OptionMonthly CostAnnual CostPrivacy
GitHub Copilot Pro$10$120Code sent to cloud
GitHub Copilot Business$19/user$228/userCode sent to cloud
GitHub Copilot Enterprise$39/user$468/userCode sent to cloud
Tabby (self-hosted)Electricity only~$20-50Fully private

A dedicated GPU server costs roughly $2-4 per month in electricity to run continuously. Even factoring in the one-time hardware cost, self-hosting pays for itself within a year for a single developer.

The Trade-offs

Tabby isn’t a drop-in replacement with zero compromises:

Quality varies by model: Smaller models give faster but simpler suggestions. Some users on Hacker News noted that suggestions can be “junior level”—helpful for boilerplate, but you shouldn’t accept everything blindly.

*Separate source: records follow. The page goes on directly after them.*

PR #21, opened 2017-06-08
Timing Data Aggregation and API for SP Endpoint Overview Page

WojcikMike:
Connects to Particular/LaunchWave.DevOpsAdvancedMonitoring#52

### Description
This PR is adding storage of historical data (last 5 min) for ProcessingTime and CriticalTime metrics. In particular it introduces
 * Deserializer for `LongValueOccurence` content type 
 * API module to enable querying for that data `DiagramsApiModule`
 * For each logical endpoint it stores metrics data in 15s intervals
 * It removes `IDataProvider`, `IDataConsumer` interfaces as those can replaced with multiple NSB handlers for the same message type e.g. `MetricsReport`


src/ServiceControl.Monitoring/Diagrams/DiagramDataProvider.cs
```diff
@@ -0,0 +1,52 @@
...
+    public class DiagramDataProvider : IRawDataConsumer
+    {
+        public MonitoringData MonitoringData { get; } = new MonitoringData(10);
+
+        /// <summary>
+        /// Consumes a new portion of data.
+        /// </summary>
+        public void Consume(IReadOnlyDictionary<string, string> headers, JObject data)
+        {
+            JsonConvert.SerializeObject(data["Timestamp"]);
```
Scooletz: Why is this call needed? The value is obtained below.

src/ServiceControl.Monitoring/Diagrams/MonitoringData.cs
```diff
@@ -0,0 +1,55 @@
...
+
+            this.size = size;
+            head = 0;
+        }
+
+        public void Record(DateTime timestamp, float? criticalTime, float? processingTime)
+        {
+            Interlocked.Increment(ref head);
+
+            var index = (head - 1) % size;
```
Scooletz: Use the value returned from `Interlocked.Increment` rather than rereading the field (which depending on various conditions might return a different value)

src/ServiceControl.Monitoring/Diagrams/MonitoringData.cs
```diff
@@ -0,0 +1,55 @@
...
+
+            Timestamps[index] = timestamp;
+            CriticalTime[index] = criticalTime;
+            ProcessingTime[index] = processingTime;
```
Scooletz: All the values are written with no memory fence. Effectively their assignments might be postponed in time as the reader sets no barrier as well. Instead of having a class with 3 arrays, we could think about having an array of structs with three fields `Timestamp`, `CriticalTime`, `ProcessingTime` and one additional Status for a barrier. When writing under specific index, you could assign all the values and `Volatile.Write (ref records[index].Barrier, 1)` the barrier.
When reading, first the `Volatile.Read (ref records[index].Barrier)` would be called with followed reads of the rest of items.
It might be not needed if the visibility of these values is ensured in another way (but I see nothing like this).

src/ServiceControl.Monitoring/Http/HttpEndpoint.cs
```diff
@@ -52,7 +53,7 @@ class NancyTask : FeatureStartupTask
 
             public NancyTask(IBuilder builder, Uri host)
             {
-                var buildstrapper = new Bootstrapper(builder.BuildAll<IEndpointDataProvider>());
+                var buildstrapper = new Bootstrapper(builder.BuildAll<IEndpointDataProvider>(), builder.Build<DiagramDataProvider>());
```
Scooletz: Maybe we should invest in making it impl-agnostic and based only on the all data providers? With this approach, there will be an additional registration per provider.

src/ServiceControl.Monitoring.Tests/Timings/TimingsStoreTests.cs
```diff
@@ -0,0 +1,156 @@
...
+
+            store.Store(string.Empty, message, now);
+
+            var timings = store.GetTimings(now);
+
+            Assert.IsTrue(timings[0].Intervals.All(i => i.Average == 0));
+        }
+
+        [Test]
+        public void Intervals_from_the_future_are__stored()
```
SzymonPobiega: Double `_`

src/ServiceControl.Monitoring/EndpointFactory.cs
```diff
@@ -39,12 +41,14 @@ public static void MakeMetricsReceiver(EndpointConfiguration config, Settings se
             config.GetSettings().Set<Settings>(settings);
 
             config.UseSerialization<NewtonsoftSerializer>();
+            config.AddDeserializer<LongValueOccurrenceSerializerDefinition>();
             config.UsePersistence<InMemoryPersistence>();
             config.SendFailedMessagesTo(settings.ErrorQueue);
             config.LimitMessageProcessingConcurrencyTo(1);
```
SzymonPobiega: Do we still need to enforce concurrency=1 ?

src/ServiceControl.Monitoring/Metrics/Raw/LongValueOccurenceSerializerDefinition.cs
```diff
@@ -0,0 +1,59 @@
...
+{
+    using System;
+    using System.Collections.Generic;
+    using System.IO;
+    using global::NServiceBus.MessageInterfaces;
+    using global::NServiceBus.Serialization;
+    using global::NServiceBus.Settings;
+    using NServiceBus.Metrics;
+
+    class LongValueOccurrenceSerializerDefinition : SerializationDefinition
```
SzymonPobiega: Using a serializer requires execution of full pipeline. I think that for the purpose of these messages we would be better off using a behavior in the transport receive pipeline. This way we would shortcut the pipeline saving us some processing cycles.

The behavior would replace both serializer and the handler.

tmasternak: I agree that performance is not enough with current approach. That being said the structure of data stored in memory will very soon change to include longer historical intervals and data for purposes of details page. 
As a result the plan is to wait until we have better knowledge about what we want to store and tackle performance at that point.

src/ServiceControl.Monitoring/EndpointFactory.cs
tmasternak: removed

src/ServiceControl.Monitoring.AcceptanceTests/ServiceControl.Monitoring.AcceptanceTests.csproj
```diff
@@ -42,6 +42,9 @@
       <HintPath>..\packages\NServiceBus.6.2.0\lib\net452\NServiceBus.Core.dll</HintPath>
       <Private>True</Private>
     </Reference>
+    <Reference Include="NServiceBus.Metrics, Version=1.0.0.0, Culture=neutral, PublicKeyToken=9fc386479f8a226c, processorArchitecture=MSIL">
```
timbussmann: where is this used?

src/ServiceControl.Monitoring/Timings/TimingsStore.cs
```diff
@@ -0,0 +1,154 @@
...
+                    }
+                }
+
+            }
+        }
+
+        public EndpointTimings[] GetTimings(DateTime now)
+        {
+            var result = new List<EndpointTimings>();
+            var intervals = GenerateIntervalIds(now, NumberOfHistoricalIntervals);
```
mikeminutillo: Here you need this because you want to include blank periods in the result right?

src/ServiceControl.Monitoring/Timings/TimingsStore.cs
```diff
@@ -0,0 +1,154 @@
...
+                    };
+
+                    result.Add(endpointTimings);
+                }
+            }
+
+            return result.ToArray();
+        }
+
+        static DateTime[] GenerateIntervalIds(DateTime now, int numberOfPastIntervals)
```
mikeminutillo: Should this be `now` or `start`?

src/ServiceControl.Monitoring/Timings/TimingsStore.cs
```diff
@@ -0,0 +1,154 @@
...
+        static DateTime IntervalId(DateTime date)
+        {
+            var interval = 0;
+
+            while (interval + IntervalSizeInSec < date.Second)
+            {
+                interval += IntervalSizeInSec;
+            }
+
+            return new DateTime(date.Year, date.Month, date.Day, date.Hour, date.Minute, interval, DateTimeKind.Utc);
```
mikeminutillo: If it's just rounding down to the nearest interval value then you can do this:

```
public static DateTime RoundDownToNearest(this DateTime dateTime, TimeSpan timespan)
	=> new DateTime(dateTime.Ticks - dateTime.Ticks % timespan.Ticks, dateTime.Kind);
```

Then you can just call `now.RoundDownToLatest(TimeSpan.FromSeconds(15))`

src/ServiceControl.Monitoring/Http/QueueLengthApiModule.cs
```diff
@@ -0,0 +1,44 @@
...
+    using Newtonsoft.Json;
+    using Newtonsoft.Json.Linq;
+    using QueueLength;
+
+    public class QueueLengthApiModule : NancyModule
+    {
+        /// <summary>
+        /// Initializes the metric API module.
+        /// </summary>
+        public QueueLengthApiModule(QueueLengthDataStore store) : base("/metrics")
```
tmasternak: This is a result of refactoring the bits that were already there. I propose to leave this as is and make proper changes when we start delivering features around `QueueLength`.

src/ServiceControl.Monitoring/TaskEx.cs
```diff
@@ -0,0 +1,9 @@
+﻿namespace ServiceControl.Monitoring
+{
+    using System.Threading.Tasks;
+
+    public class TaskEx
+    {
+        public static Task Completed = Task.FromResult(0);
```
tmasternak: I don't have a good reason. Calling @Particular/servicecontrol-maintainers 🦇

src/ServiceControl.Monitoring.AcceptanceTests/ServiceControl.Monitoring.AcceptanceTests.csproj
tmasternak: In [when_querying_timing_data](https://github.com/Particular/ServiceControl.Monitoring/pull/21/files#diff-46cce0a428a906b09e88829defd86bcfR53) to setup metric reporting in the monitored endpoint.

src/ServiceControl.Monitoring/Http/DiagramApiModule.cs
```diff
@@ -0,0 +1,65 @@
...
+                var criticalTimes = criticalTimeStore.GetTimings(now);
+
+                var endpointNames = processingTimes.Select(e => e.EndpointName)
+                    .Union(criticalTimes.Select(e => e.EndpointName));
+
+                var endpointsResult = new List<JObject>();
+
+                foreach (var endpointName in endpointNames)
+                {
+                    var processingTime = processingTimes.FirstOrDefault(pt => pt.EndpointName == endpointName);
```
tmasternak: I propose to leave out the performance concerns for now. See previous [comment](https://github.com/Particular/ServiceControl.Monitoring/pull/21#discussion_r126403236). 

In short I think that digging into performance now will be a wasted effort.

src/ServiceControl.Monitoring/Timings/LongValueOccurrenceHandler.cs
```diff
@@ -0,0 +1,40 @@
...
+
+        public TimingsReportHandler(ProcessingTimeStore processingTimeStore, CriticalTimeStore criticalTimeStore)
+        {
+            this.processingTimeStore = processingTimeStore;
+            this.criticalTimeStore = criticalTimeStore;
+        }
+
+        public Task Handle(LongValueOccurrences message, IMessageHandlerContext context)
+        {
+            var messageType = context.MessageHeaders[Headers.EnclosedMessageTypes];
```
mikeminutillo: Should we use a different header for these? Or should it be a part of the payload to send the vector type in? If someone changes the inheritance hierarchy of this message type, the code will break (silently)

src/ServiceControl.Monitoring/Timings/LongValueOccurrenceHandler.cs
```diff
@@ -0,0 +1,40 @@
...
+            var endpointName = context.MessageHeaders.GetOriginatingEndpoint();
+
+            if (messageType == ProcessingTimeMessageType)
```
mikeminutillo: Should this be a switch? What if we get a message type we don't understand?

src/ServiceControl.Monitoring/Http/DiagramApiModule.cs
```diff
@@ -0,0 +1,65 @@
...
+        /// Initializes the metric API module.
+        /// </summary>
+        public DiagramsApiModule(ProcessingTimeStore processingTimeStore, CriticalTimeStore criticalTimeStore) : base("/diagrams")
+        {
+            After.AddItemToEndOfPipeline(ctx => ctx.Response
+                .WithHeader("Access-Control-Allow-Origin", "*")
+                .WithHeader("Access-Control-Allow-Methods", "POST,GET")
+                .WithHeader("Access-Control-Allow-Headers", "Accept, Origin, Content-type"));
+
+            Get["/data"] = x =>
```
tmasternak: `/diagrams` it is

src/ServiceControl.Monitoring/Http/DiagramApiModule.cs
```diff
@@ -0,0 +1,65 @@
...
+        /// <summary>
+        /// Initializes the metric API module.
+        /// </summary>
+        public DiagramsApiModule(ProcessingTimeStore processingTimeStore, CriticalTimeStore criticalTimeStore) : base("/diagrams")
+        {
+            After.AddItemToEndOfPipeline(ctx => ctx.Response
+                .WithHeader("Access-Control-Allow-Origin", "*")
+                .WithHeader("Access-Control-Allow-Methods", "POST,GET")
+                .WithHeader("Access-Control-Allow-Headers", "Accept, Origin, Content-type"));
+
```
mikeminutillo: Should this stuff be moved to proper middleware (or a base module class?

src/ServiceControl.Monitoring/Http/HttpEndpoint.cs
```diff
@@ -52,9 +52,13 @@ class NancyTask : FeatureStartupTask
 
             public NancyTask(IBuilder builder, Uri host)
             {
-                var buildstrapper = new Bootstrapper(builder.BuildAll<IEndpointDataProvider>());
+                var bootstrapper = new Bootstrapper(
+                    builder.Build<QueueLengthDataStore>(),
```
tmasternak: I've removed the dependency from `IBuilder` and now we are passing actions that do concrete type registrations.

src/ServiceControl.Monitoring/Http/DiagramApiModule.cs
```diff
@@ -0,0 +1,65 @@
...
+                                { "points", new JArray(criticalTime?.Intervals.OrderBy(i => i.IntervalStart).Select(i => i.Average)) }
+                            }
+                        }
+                    });
+                }
+
+                var result = new JArray(endpointsResult);
+
+                return Response.AsText(result.ToString(Formatting.None), "application/json");
+            };
```
mikeminutillo: Why are we doing low-level Json here instead of having an object graph and allowing Nancy to serialize?

src/ServiceControl.Monitoring/Metrics/Raw/LongValueOccurrences.cs
```diff
@@ -0,0 +1,28 @@
+﻿namespace ServiceControl.Monitoring.Processing.RawData.NServiceBus.Metrics
```
tmasternak: LOL. Fixed

src/ServiceControl.Monitoring/QueueLength/QueueLengthFeature.cs
```diff
@@ -7,7 +7,7 @@ class QueueLengthFeature : Feature
     {
         protected override void Setup(FeatureConfigurationContext context)
         {
-            context.Container.ConfigureComponent(b => new QueueLengthDataConsumer(new QueueLengthCalculator()), DependencyLifecycle.SingleInstance);
+            context.Container.ConfigureComponent(b => new QueueLengthDataStore(new QueueLengthCalculator()), DependencyLifecycle.SingleInstance);
```
tmasternak: done

src/ServiceControl.Monitoring/Timings/TimingsStore.cs
tmasternak: Once again I would propose to hold-off. I think that what is missing here is a value type expressing concept of an interval. In such case the hashing algorithm would hash over intervals.

Right now the whole storage is encapsulated in a single class so I would not worry about dangerous details leaking out.

src/ServiceControl.Monitoring/Http/DiagramApiModule.cs
mikeminutillo: Would it make sense to have 3 different calls here? Get Endpoints, Get Processing Time, Get Critical Time? That will change the UI from 2 remote calls to 5 but it gives us greater flexibility.

src/ServiceControl.Monitoring/QueueLength/QueueLengthDataStore.cs
```diff
@@ -2,13 +2,11 @@ namespace ServiceControl.Monitoring.QueueLength
 {
     using System.Collections.Generic;
     using System.Linq;
-    using Http;
     using Newtonsoft.Json.Linq;
-    using Raw;
 
-    class QueueLengthDataConsumer : IRawDataConsumer, IEndpointDataProvider
+    public class QueueLengthDataStore
```
mikeminutillo: This "store" and the others (critical/processing time) seem to operate on different levels of abstraction. This one wants json and extracts the info it needs. The others want values already extracted from the message. I'm not sure it really matters but I thought I'd point it out.

src/ServiceControl.Monitoring/Timings/TimingsStore.cs
tmasternak: Correct.

src/ServiceControl.Monitoring/Http/DiagramApiModule.cs
tmasternak: I think it's a matter of asking if we are building API or Remote Interface. 

I think that the current assumption was to build Remote Interface, driven only by SP requirements and as a result have only a single call.

src/ServiceControl.Monitoring/Timings/TimingsStore.cs
```diff
@@ -0,0 +1,154 @@
...
+    using Processing.RawData.NServiceBus.Metrics;
+
+    public abstract class TimingsStore
+    {
+        ConcurrentDictionary<string, ConcurrentDictionary<DateTime, MeasurementInterval>> timings = 
+            new ConcurrentDictionary<string, ConcurrentDictionary<DateTime, MeasurementInterval>>();
+
+        public void Store(string endpointName, LongValueOccurrences message, DateTime now)
+        {
+            var endpointData = timings.GetOrAdd(endpointName, new ConcurrentDictionary<DateTime, MeasurementInterval>());
```
tmasternak: Hmm I think I'm not following. Will it? According to [msdn](https://msdn.microsoft.com/en-us/library/ee378676(v=vs.110).aspx) it will create new instance if none exists. (I'm probably missing something here).

src/ServiceControl.Monitoring/Timings/LongValueOccurrenceHandler.cs
tmasternak: Done.

src/ServiceControl.Monitoring/Timings/TimingsStore.cs
```diff
@@ -0,0 +1,154 @@
...
+                foreach (var interval in endpointData.Keys)
+                {
+                    if (validIntervals.Contains(interval) == false)
+                    {
+                        MeasurementInterval bucket;
+                        endpointData.TryRemove(interval, out bucket);
+                    }
+                }
+
+            }
```
tmasternak: The data is stored only for non-empty intervals so just counting the intervals will not do the trick I'm afraid. 
When it comes to passing `now` it also enables writing predictable [tests](https://github.com/Particular/ServiceControl.Monitoring/pull/21/files#diff-8c25298ee0255593d53dc1673450ce55R11).

tmasternak: That being said I changed this a bit not to generate intervals but to calculate oldest valid interval and remove anything else.

src/ServiceControl.Monitoring/Timings/LongValueOccurrenceHandler.cs
tmasternak: On the sending side there is no `LongValueOccurence` message at all. There is only a raw dispatcher that writes the bytes. The deserialization relies on two headers right now `ContentType` and `EclosedMessagesTypes`. First to identify the metrics message format and second to identify the name of the metric it holds.

src/ServiceControl.Monitoring/Http/DiagramApiModule.cs
tmasternak: done

src/ServiceControl.Monitoring/Http/DiagramApiModule.cs
tmasternak: Introduced proper DTO.

src/ServiceControl.Monitoring/QueueLength/QueueLengthDataStore.cs
tmasternak: I agree that the naming is far from ideal. I would propose to wait with name changes until we do https://github.com/Particular/LaunchWave.DevOpsAdvancedMonitoring/issues/109 which has just started.

tmasternak:
@mikeminutillo I've addressed your review comments. Can you have a look?

src/ServiceControl.Monitoring/Timings/TimingsStore.cs
mikeminutillo: The MSIL will look something like
```
LOAD endpointname
LOAD new ConcurrentDictionary
CALL GetOrAdd
```
It needs to call the constructor in order to pass the object in to the `GetOrAdd` call. There should be an overload of `GetOrAdd` that takes a `Func` that can delay that.

src/ServiceControl.Monitoring/Timings/LongValueOccurrenceHandler.cs
mikeminutillo: `EnclosedMessageTypes` is already an NServiceBus header and we're kind of using it differently. Would it be OK to call this `MetricTypes`?

tmasternak:
@mikeminutillo back to you :)

src/ServiceControl.Monitoring/TaskEx.cs
mikeminutillo: No particular reason. Feel free to bump up

src/ServiceControl.Monitoring/Timings/LongValueOccurrenceHandler.cs
```diff
@@ -0,0 +1,50 @@
...
+                    processingTimeStore.Store(endpointName, message, DateTime.UtcNow);
+                    break;
+                case CriticalTimeMessageType:
+                    criticalTimeStore.Store(endpointName, message, DateTime.UtcNow);
+                    break;
+                default:
+                    throw new UnknownLongValueOccurrenceMessageType(messageType);
+
+            }
+            if (messageType == ProcessingTimeMessageType)
```
mikeminutillo: I presume this can just be deleted

tmasternak:
> I wonder if we can keep data points in a circular buffer (for each endpoint) rather than dictionaries that we need to constantly filter, but we can address that later because it's an implementation detail.

💯 👍

Scooletz:
@mikeminutillo @tmasternak 
A clever data structure could be important in here. We want to measure more than 10 endpoints, right? ;-)

src/ServiceControl.Monitoring/Timings/TimingsStore.cs
```diff
@@ -0,0 +1,141 @@
...
+    using Metrics.Raw;
+
+    public abstract class TimingsStore
+    {
+        ConcurrentDictionary<string, ConcurrentDictionary<DateTime, MeasurementInterval>> timings = 
+            new ConcurrentDictionary<string, ConcurrentDictionary<DateTime, MeasurementInterval>>();
+
+        public void Store(string endpointName, LongValueOccurrences message, DateTime now)
+        {
+            var endpointData = timings.GetOrAdd(endpointName, _ => new ConcurrentDictionary<DateTime, MeasurementInterval>());
```
Scooletz: It's good to have the data partitioned by `endpoint` as this is the way we want to display/analyze them.

src/ServiceControl.Monitoring/Metrics/Raw/LongValueOccurenceSerializerDefinition.cs
```diff
@@ -0,0 +1,58 @@
...
+            {
+                message
+            };
+        }
+
+        static void ToLongValueOccurrences(LongValueOccurrences message, Stream stream)
+        {
+            var reader = new BinaryReader(stream);
+
+            message.Version = reader.ReadInt64();
```
Scooletz: Allocating arrays for ticks and values could lead to a lot of overhead. If we want to use `IMessageSerializer` we could create a pool of `LongValueOccurences` that enables leasing messages and passing them further with no allocations.
An interface could be like:

```
interface IPool 
{
   LongValueOccurrences  Lease (int minCountOfEntries);
   void Return (LongValueOccurences messagE);
}
```

with `Lease` used in the deserialization and `Release` at the end of the handler.

src/ServiceControl.Monitoring/Timings/TimingsStore.cs
```diff
@@ -0,0 +1,141 @@
...
+
+            for (var i = 0; i < message.Ticks.Length; i++)
+            {
+                var date = new DateTime(message.BaseTicks + message.Ticks[i], DateTimeKind.Utc);
```
Scooletz: If instead of deserializing data to a `LongValueOccurrences` and process it in here, we introduce a simple array of measurements being just an array of {Time, Value} measurements, we could do this work in the deserialization. Moreover, we could use pooling for these arrays and simply add this to a list of measurements for specific `endpointData`. This would lead to tranforming `endpointData` from a concurrent dictionary to a simple linked list of chunks of measurements (one chunk per incoming message).

src/ServiceControl.Monitoring/Timings/TimingsStore.cs
```diff
@@ -0,0 +1,141 @@
...
+                var intervalId = date.RoundDownToNearest(IntervalSize);
+
+                endpointData.AddOrUpdate(
+                    intervalId,
+                    _ => new MeasurementInterval(1, message.Values[i]),
+                    (_, b) => b.Update(message.Values[i]));
+            }
+
+            if (endpointData.Count > 2 * NumberOfHistoricalIntervals)
```
Scooletz: With the proposal above, cleaning oldest interval is just walking through the list and `Release`ing as many chunks as needed, starting from the head.

src/ServiceControl.Monitoring/Timings/TimingsStore.cs
```diff
@@ -0,0 +1,141 @@
...
+                }
+            }
+        }
+
+        public EndpointTimings[] GetTimings(DateTime now)
+        {
+            var result = new List<EndpointTimings>();
+            var intervals = GenerateIntervalIds(now, NumberOfHistoricalIntervals);
+
+            foreach (var endpointName in timings.Keys)
```
Scooletz: With the proposal above, scanning for values is easier as the linked list of chunks provides a natural skip-list based on time. Yes, there could be overlapping chunks (from different instances) but still, you need to scan chunk start/end to qualify it for data retrieval.

mikeminutillo:
I spoke to @tmasternak about potentially introducing a circular buffer for the stored results. This works really well if the endpoint can give us a sequence number for the messages. Then we can just store them at `SequenceNumber` MOD `RecordsKeptPerEndpointInstance`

No agentic features: Unlike some newer tools, Tabby focuses on completion and chat. It won’t autonomously run commands or modify multiple files.

Setup required: You’re managing infrastructure. Updates, model downloads, and configuration fall on you.

Fewer integrations: While VS Code and JetBrains support is solid, you won’t find the same breadth of IDE plugins as Copilot.

Who Should Use This

Tabby makes sense if:

  • You work with proprietary or sensitive code that can’t leave your network
  • Your company has data governance requirements prohibiting cloud AI tools
  • You want to avoid monthly subscription costs
  • You have unused GPU capacity (gaming PC, ML workstation)
  • You value controlling your development tools

For casual hobby projects where privacy doesn’t matter, Copilot’s free tier might be simpler. But for professional work on sensitive codebases, running your own coding assistant removes a class of risks entirely.

Get Started

  1. Clone the example configs or use the Docker Compose setup above
  2. Start with StarCoder-1B to verify everything works
  3. Upgrade to larger models as needed
  4. Index your repositories for context-aware suggestions

Your code stays yours. Your suggestions run locally. And after initial setup, it costs nothing.